[Data]
Issue #469, opened 2015-09-19
VS2015 crashes when closing project


kant2002:
When I close the NTVS project, VS crashes. I wait when WER collect information. Hopefully it would be available to you.

In case if this is related, I open project in VS, then close it, and reopen again, then I next time close project, VS crashes.

**Environment**
VS2015
NTVS 9-17-2015 Dev Build

Node 0.12
NPM 3.3.4

**Event Viewer**
```
Faulting application name: devenv.exe, version: 14.0.23107.0, time stamp: 0x559b7ead
Faulting module name: unknown, version: 0.0.0.0, time stamp: 0x00000000
Exception code: 0xc0000005
Fault offset: 0x181b89f6
Faulting process id: 0xbe0
Faulting application start time: 0x01d0f2ea2039beb3
Faulting application path: C:\Program Files (x86)\Microsoft Visual Studio 14.0\Common7\IDE\devenv.exe
Faulting module path: unknown
Report Id: cbdcf588-45bd-4825-b741-0f437d5d9e41
Faulting package full name: 
Faulting package-relative application ID: 
```

mousetraps:
Is that all the information available in the event viewer?

kant2002:
Initially I start from reporting page, so I miss `.NET Runtime` event source

```
Application: devenv.exe
Framework Version: v4.0.30319
Description: The process was terminated due to an unhandled exception.
Exception Info: System.NullReferenceException
Stack:
   at Microsoft.NodejsTools.Project.NodejsProjectNode.OnIdleNodeModules(System.Object)
   at System.Threading.TimerQueueTimer.CallCallbackInContext(System.Object)
   at System.Threading.ExecutionContext.RunInternal(System.Threading.ExecutionContext, System.Threading.ContextCallback, System.Object, Boolean)
   at System.Threading.ExecutionContext.Run(System.Threading.ExecutionContext, System.Threading.ContextCallback, System.Object, Boolean)
   at System.Threading.TimerQueueTimer.CallCallback()
   at System.Threading.TimerQueueTimer.Fire()
   at System.Threading.TimerQueue.FireNextTimers()
   at System.Threading.TimerQueue.AppDomainTimerCallback()

```

kant2002:
Also I look earleir in the Event log, and exactly the same exception happens to me earlier at least 2 times.

[...]

PR #486, opened 2015-09-24
Dispose OnIdle timer when closing a Nodejs project.

hoanhtien:
Related to https://github.com/Microsoft/nodejstools/issues/469.

### DIFF
--- a/Nodejs/Product/Nodejs/Project/NodejsProjectNode.cs
+++ b/Nodejs/Product/Nodejs/Project/NodejsProjectNode.cs
@@ -122,7 +122,9 @@ namespace Microsoft.NodejsTools.Project {
                     }
                 }
                 var fileNode = DelayedAnalysisQueue.Dequeue();
-                fileNode.Analyze();
+                if (fileNode != null) {
+                    fileNode.Analyze();
+                }
             }
         }
 
@@ -974,6 +976,10 @@ namespace Microsoft.NodejsTools.Project {
                     }
 
                     _analyzer = null;
+                }
+
+                if (_idleNodeModulesTimer != null) {
+                    _idleNodeModulesTimer.Dispose();
                 }
 
                 NodejsPackage.Instance.IntellisenseOptionsPage.SaveToDiskChanged -= IntellisenseOptionsPageSaveToDiskChanged;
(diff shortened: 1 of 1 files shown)


Nodejs/Product/Nodejs/Project/NodejsProjectNode.cs
```diff
@@ -976,6 +978,10 @@ internal struct LongPathInfo {
                     _analyzer = null;
                 }
 
+                if (_idleNodeModulesTimer != null) {
+                    _idleNodeModulesTimer.Dispose();
```
mousetraps: In addition to disposing the timer, we should also unsubscribe to the event handler before disposing (otherwise the callbacks that are already scheduled will continue to fire).

mousetraps:
minor comment and lgtm after that

Nodejs/Product/Nodejs/Project/NodejsProjectNode.cs
hoanhtien: Can you elaborate? I am not seeing any event handler related to this Timer.

mousetraps: The following event listeners on fileWatcher are subscribed to, but never unsubscribed from - these trigger the timer. 
```cs
    _nodeModulesWatcher.Changed += OnNodeModulesWatcherChanged;
    _nodeModulesWatcher.Created += OnNodeModulesWatcherChanged;
    _nodeModulesWatcher.Deleted += OnNodeModulesWatcherChanged;
```

mousetraps: Additionally just looked at the code again, there are a couple other issues we'll need to sort out. 
* Additionally, we should dispose the timer and unsubscribe under a lock to prevent race conditions (you can use the _idleNodeModulesLock)
* also set the timer to null during the dispose process, and check for null before _idleNodeModulesTimer.Change otherwise we'll run into an ObjectDisposedException there.

hoanhtien: Updated the pull request. Do we need to dispose _nodeModulesWatcher?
[/Data]
→ **Assignment**
Extract each line from the entries above that contains the string "ExecutionContext".

→ **Response box**
   at System.Threading.ExecutionContext.RunInternal(System.Threading.ExecutionContext, System.Threading.ContextCallback, System.Object, Boolean)
   at System.Threading.ExecutionContext.Run(System.Threading.ExecutionContext, System.Threading.ContextCallback, System.Object, Boolean)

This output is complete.